American concept artist (1968–2012)

Adam Adamowicz (March 9, 1968 – February 9, 2012) was an American video game concept artist, best known for his work on The Elder Scrolls IV: Oblivion, Fallout 3, and The Elder Scrolls V: Skyrim at Bethesda Softworks. He grew up on Long Island, New York and was of Polish descent.

Before entering the games industry Adamowicz undertook freelance work for Dark Horse Comics' New Recruits anthology and also worked on Fantagraphics Books' Duplex Planet.

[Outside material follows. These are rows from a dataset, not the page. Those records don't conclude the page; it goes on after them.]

PR #1999, opened 2020-06-26
Changes required to compile with new Asio executors model

madmongo1:
#refs 1994

PR #2005, opened 2020-07-03
Version 298

madmongo1:
closes #1999

### DIFF
--- a/doc/qbk/release_notes.qbk
+++ b/doc/qbk/release_notes.qbk
@@ -11,6 +11,92 @@
 
 [/-----------------------------------------------------------------------------]
 
+[heading Boost 1.74]
+
+[*API Changes]
+
+* The API to Asio has undergone changes. Please refer to the Asio release notes for details.
+
+* Beast has been updated to track and respect developer choices in the use of Asio. In particular:
+ * Define `BOOST_ASIO_NO_DEPRECATED` to disallow deprecated invocation and allocation hooks.
+ * Define `BOOST_ASIO_NO_TS_EXECUTORS` to ensure that executors conform to the
+   [@http://www.open-std.org/jtc1/sc22/wg21/docs/papers/2019/p0443r11.html Standard Executors] proposal.
+ * Define `BOOST_ASIO_USE_TS_EXECUTOR_AS_DEFAULT` to select
+   [@https://cplusplus.github.io/networking-ts/draft.pdf Networking TS] style executors by default.
+   If this macro is not defined, Asio default executors will be the
+   [@http://www.open-std.org/jtc1/sc22/wg21/docs/papers/2019/p0443r11.html Standard Executors] implementation.
+
+* [issue 1897] Parser `body_limit` is optional (API Change)
+  ['Actions Required]
+  * The signature of `basic_parser<>::body_limit(n)` has changed. It now accepts an
+    optional `std::uint64_t`. The caller may indicate that no body limit is required
+    by calling `body_limit(boost::none)``. The default limits remain in place in order
+    to maintain 'safe by default' behaviour.
+
+* [issue 1934] Remove deprecated interfaces (API Change)
+  ['Actions Required]
+  * The macro `BOOST_BEAST_NO_DEPRECATED` will no longer be noticed by Beast. The only way to
+    enable deprecated functionality is now the macro `BOOST_BEAST_ALLOW_DEPRECATED` which is
+    undefined by default. That is, all deprecated behaviour is disabled by default.
+  * The following deprecated functions have been removed:
+    - `websocket::async_accept_ex`
+    - `websocket::async_handshake_ex`
+    - `websocket::accept_ex`
+    - `websocket::handshake_ex`
+    Programs still using these names should be refactored to use the `decorator` feature and
+    the remaining handshake and accept functions.
+  * `websocket::role_type` has been removed. Users should use `beast::role_type` instead.
+  * `handler_ptr` has been removed. Users should use `net::bind_handler` and/or
+    `bind_front_handler` instead.
+  * Code that depends on `mutable_data_type` should be refactored to use
+    `mutable_buffers_type`. Classes affected are:
+    - `buffers_adaptor`
+    - `flat_buffer`
+    - `flat_static_buffer`
+    - `multi_buffer`
+    - `static_buffer`
+  * The `reset` function has been removed from `flat_static_buffer`. Use the
+    `clear` function instead.
+  * The `core/type_traits.hpp` public header has been removed and along with it
+    the type trait `is_completion_handler`. Beast uses the CompletionHandler correctness
+    checks provided by Asio. In a c++20 environment, these convert to concept checks.
+  * The error code enum `invalid_code_lenths` (sic) was a synonym of `invalid_code_lengths`.
+    Affected programs should be modified to use `invalid_code_lengths`.
+  * The file `core/buffers_adapter.hpp` has been removed along with the deprecated
+    alias typename `buffers_adapter`. Affected programs should use
+  `  core/buffers_adapator.hpp` and the type `buffers_adaptor`.
+
+* [issue 1956] Deprecate `string_param` (API Change)
+  ['Actions Required]
+  `string_param`, which was previously the argument type when setting field values
+  has been replaced by `string_view`. Because of this, it is no longer possible to
+  set message field values directly as integrals.
+  Users are requied to convert numeric arguments to a string type prior to calling
+  `fields::set` et. al.
+  Beast provides the non-allocating `to_static_string()` function for this purpose.
+  To set Content-Length field manually, call `message::content_length`.
+
+[*Fixes]
+
+* [issue 1913] Fix standalone compilation error with `std::string_view`
+* [issue 1925] [issue 1916] Fix compile errors on Visual Studio with /std:c++latest
+* [issue 1924] Fix c++20 deprecation warning in `span_body`
+* [issue 1920] Fix use `buffered_read_stream` with `use_awaitable`
+* [issue 1918] Fix `async_detect_ssl` with `use_awaitable`
+* [issue 1944] Fix `FILE` namespace qualification
+* [issue 1942] Fix http read `bytes_transferred`
+* [issue 1943] Fix `basic_stream` `expires_after`
+* [issue 1980] Fix `max` compile error
+* [issue 1949] `iless` and `iequal` take part in Heterogeneous Lookup
+
+[*Miscellaneous]
+
+* [issue 1907]  OpenSSL 1.0.2 or later is required when using SSL/TLS streams.
+  This is a requirement inherited from Boost.Asio.
+
+* Additional tests have been added to ensure correct integration with C++20
+  coroutines when avaialable.
+
 [heading Boost 1.73]
 
 [*API Changes]
--- a/example/http/client/crawl/http_crawl.cpp
+++ b/example/http/client/crawl/http_crawl.cpp
@@ -355,11 +355,12 @@ int main(int argc, char* argv[])
     // The io_context is required for all I/O
     net::io_context ioc;
 
-    // The work keeps io_context::run from returning
-    auto work = net::any_io_executor(
+    // Building a tracked executor ensures that the underlying context's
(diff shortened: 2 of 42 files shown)


doc/qbk/release_notes.qbk
```diff
@@ -11,6 +11,43 @@
...
 [/-----------------------------------------------------------------------------]
 
+[heading Boost 1.74]
+
+[*API Changes]
+
+* The API to Asio has changed significantly. Please refer to the Asio release notes for details.
+
+* Beast has been updated to track and respect developer choices in the use of Asio. In particular:
+ * To respect the definition of `BOOST_ASIO_NO_DEPRECATED` in
```
vinniefalco, line 21: Non-sterile language

doc/qbk/release_notes.qbk
```diff
@@ -11,6 +11,43 @@
...
+   relation to the invocation and allocation hooks.
+ * To support the proposed C++23 standard executors implementation as
+   an additive feature.
+ * To respect the user's definition of `BOOST_ASIO_NO_TS_EXECUTORS`.
+
+[*Fixes]
+
+* [issue 1913] Fix standalone compilation error with std::string_view
```
vinniefalco, line 29: `std::string_view` in back-quotes

doc/qbk/release_notes.qbk
```diff
@@ -11,6 +11,43 @@
...
+* [issue 1920] Fix use buffered_read_stream with use_awaitable
+* [issue 1918] Fix async_detect_ssl with use_awaitable
+* [issue 1944] Fix FILE namespace qualification
+* [issue 1942] Fix http read bytes_transferred
+* [issue 1943] Fix basic_stream expires_after
+* [issue 1897] Parser body_limit is optional (API Change)
+* [issue 1934] Remove deprecated interfaces (API Change)
+* [issue 1956] Deprecate string_param (API Change)
+* [issue 1980] Fix `max` compile error
+* [issue 1949] iless and iequal take part in Heterogeneous Lookup
```
vinniefalco, line 41: All identifiers should use back-quotes

include/boost/beast/core/detail/bind_default_executor.hpp
```diff
@@ -67,38 +67,49 @@ class bind_default_executor_wrapper
             h_, this->get());
     }
 
+    // The invocation hook is no longer defined because it customises behaviour
+    // without forwarding to a user's hook.
+
+#if 0
```
vinniefalco, line 73: Should we just delete the code and comment?

test/beast/core/_detail_get_io_context.cpp
```diff
@@ -32,13 +32,13 @@ class get_io_context_test : public beast::unit_test::suite
         BEAST_EXPECT(get_io_context(ioc) == &ioc);
         BEAST_EXPECT(get_io_context(ioc.get_executor()) == &ioc);
         BEAST_EXPECT(get_io_context(net::make_strand(ioc)) == &ioc);
-        BEAST_EXPECT(get_io_context(net::executor(ioc.get_executor())) == &ioc);
+        BEAST_EXPECT(get_io_context(net::any_io_executor(ioc.get_executor())) == &ioc);
 #if 0
```
vinniefalco, line 36: is it time to delete this if0 stuff?

test/beast/core/basic_stream.cpp
```diff
@@ -43,12 +43,12 @@ namespace beast {
 #if 0
 template class basic_stream<
     net::ip::tcp,
-    net::executor,
+    net::any_io_executor,
```
vinniefalco, line 46: it looks like we're fixing code that isn't compiled?

test/doc/core_1_refresher.cpp
```diff
@@ -288,7 +288,7 @@ struct associated_allocator<handler, Allocator>
 template<class Executor>
 struct associated_executor<handler, Executor>
 {
-    using type = boost::asio::executor;
+    using type = boost::asio::any_io_executor;
```
vinniefalco, line 291: `net::`

vinniefalco: Especially important as this appears in the docs

include/boost/beast/core/detail/bind_default_executor.hpp
madmongo1: sure, why not?

test/beast/core/basic_stream.cpp
madmongo1: I suspect Chris did a global search/replace

test/beast/core/_detail_get_io_context.cpp
madmongo1: I'm in favour of removing cruft - less to confuse me later.

test/beast/core/bind_handler.cpp
```diff
@@ -106,7 +118,67 @@ class bind_handler_test : public unit_test::suite
             return ex_ != other.ex_;
         }
 
-        net::io_context&
+        net::execution_context& query(net::execution::context_t c) const noexcept
+        {
+            return net::query(ex_, c);
+        }
+
+        net::execution::blocking_t query(net::execution::blocking_t) const noexcept
```
vinniefalco, line 135: The return type on its own line would make this easier to read

example/http/client/crawl/http_crawl.cpp
```diff
@@ -356,7 +356,10 @@ int main(int argc, char* argv[])
     net::io_context ioc;
 
     // The work keeps io_context::run from returning
```
vinniefalco, line 358: Comment needs adjusting

include/boost/beast/core/async_base.hpp
```diff
@@ -293,8 +304,7 @@ class async_base
     executor_type
     get_executor() const noexcept
     {
-        return net::get_associated_executor(
-            h_, wg1_.get_executor());
+        return net::get_associated_executor(h_, wg1_.get_executor());
```
vinniefalco, line 307: This was previously on two lines, you made it one

include/boost/beast/core/detail/work_guard.hpp
```diff
@@ -0,0 +1,93 @@
...
+make_work_guard(Executor const& exec) noexcept
+{
+    return select_work_guard_t<Executor>(exec);
+}
+
+}
+}
+}
+
+#endif // BOOST_BEAST_CORE_DETAIL_WORK_GUARD_HPP
```
vinniefalco, line 93: I don't bother with the trailing comment. We already know that the last `#endif` in any header file matches the include guard, the comment adds no information. And since I am lazy, I will likely forget to edit it if the name of the file ever changes. But if you think it adds value, then I don't mind.

test/beast/core/test_handler.hpp
```diff
@@ -90,6 +97,15 @@ class simple_executor
     }
 };
 
+#if defined(BOOST_ASIO_NO_TS_EXECUTORS)
+static_assert(net::execution::can_execute<simple_executor, net::execution::invocable_archetype>::value, "");
```
vinniefalco, line 101: `BOOST_STATIC_ASSERT`?

doc/qbk/release_notes.qbk
```diff
@@ -11,6 +11,43 @@
...
+
+[*Miscellaneous]
+
+* [issue 1907]  OpenSSL 1.0.2 or later is required when using SSL/TLS streams.
+  This is a requirement inherited from Boost.Asio.
+
+* Additional tests have been added to ensure correct integration with C++20
+  coroutines when avaialable.
```
Eelis, line 49: "available"

test/doc/core_snippets.cpp
```diff
@@ -38,7 +38,9 @@ namespace ssl = boost::asio::ssl;
 using tcp = net::ip::tcp;
 
 net::io_context ioc;
-auto work = net::make_work_guard(ioc);
+auto work = net::any_io_executor(
```
vinniefalco, line 41: This is weird, we need to put a pin in this and determine if it is what we really want to teach, as it shows up in the docs.

test/doc/snippets.ipp
```diff
@@ -17,7 +17,10 @@ using tcp     = net::ip::tcp;
 
 error_code ec;
 net::io_context ioc;
-auto work = net::make_work_guard(ioc);
+auto work = net::any_io_executor(
+    net::prefer(
+        ioc.get_executor(),
+        net::execution::outstanding_work.tracked));
```
vinniefalco, line 23: Use this instead
```
net::any_io_executor work( net::prefer(
        ioc.get_executor(),
        net::execution::outstanding_work.tracked) );
```

example/http/client/crawl/http_crawl.cpp
```diff
@@ -356,7 +356,10 @@ int main(int argc, char* argv[])
...
-    auto work = net::make_work_guard(ioc);
+    auto work = net::any_io_executor(
+        net::prefer(
```
chriskohlhoff, line 360: I have a preference for using `require` instead of `prefer` for getting the `outstanding_work.tracked` property in this particular kind of context. My work-in-progress rule of thumb is:

* Use `require` if all of the following are true for the use case:
  - The executor is a known, concrete type (an `io_context` executor type here) rather than a template parameter
  - The concrete executor is known to support the `outstanding_work.tracked` property
  - The correctness of the code in question (non-generic code; the whole program in this case) needs work to be tracked

* Use `prefer` if the following are all true:
  - The code is generic and the executor type is a template parameter, dependent type, or `any_io_executor`
  - The executor is not known or not guaranteed to support the `outstanding_work.tracked` property
  - The correctness of the code (e.g. a generic, templated algorithm or class, or a runtime-polymorphic algorithm) does not in and of itself depend on work being tracked; i.e. think of it as generic code in a self-contained, testable unit

In the above line, we require work to be tracked against the `io_context` for the program to work, so we use `require`.

vinniefalco: The old `work_guard` was much easier to use and understand, why are we getting rid of it?

chriskohlhoff: It's not officially being got rid of from Asio (yet), but it doesn't really fit the model in the same way any more. This is because `executor_work_guard` is an RAII adapter over a resource acquisition function `Executor.on_work_started()` and a resource release function `Executor.on_work_started()`. With the proposed standard executors, the executor *is* the RAII type.

I took a closer look at this example, and actually I think it might be able to do its work tracking in a different, hopefully clearer way. I've pushed two branches with some experimental refactoring for this:

https://github.com/chriskohlhoff/Beast/commit/3f7ef481251e35f9c33c592958d13df2cbce0062
https://github.com/chriskohlhoff/Beast/commit/b58fd9698b8faf8dbdea767b5d2b9c82e7a33987

There are no doubt more variations on these themes.

I particularly like the first because it reflects the fact that each worker thread represents the promise of some future delivery of aggregation work, and that promise corresponds to an obligation to represent that future delivery as outstanding work. I think this could be a better way of thinking about it in this example even when using `make_work_guard`, and seems less arbitrary than capturing outstanding work simply to stop an `io_context` from running out of things to do.

vinniefalco: I had a similar notion but I wasn't able to put it in such elegant terms, thanks!

test/doc/core_1_refresher.cpp
madmongo1: net:: won't compile here

doc/qbk/release_notes.qbk
madmongo1: documentation has been rewritten

example/http/client/crawl/http_crawl.cpp
madmongo1: @chriskohlhoff To be honest, having now had some real-world use, I am of the view that asio's work_guard object should remain. It's purpose was (and still is) explicit. Whether it is implemented in terms of properties is of no consequence. The fact that it has a singular purpose makes it easy to identify in code and easy to teach.

The reaction we've observed from colleagues when presenting property-based executor manipulation in mainline code is along the lines of "WTF! Why?"

You and I of course know why technically, but in my view it adds very little in terms of expressing intent.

He produced cover illustrations for Malibu Graphics. He worked with Jaleco Entertainment, Inc. between 2002–2003. Adam started working at Bethesda Softworks in 2005. Adamowicz was the only concept artist to work on Fallout 3 and one of two, alongside Ray Lederer, for The Elder Scrolls V: Skyrim at Bethesda Softworks. His concept art and imagery were used in Fallout 4s development.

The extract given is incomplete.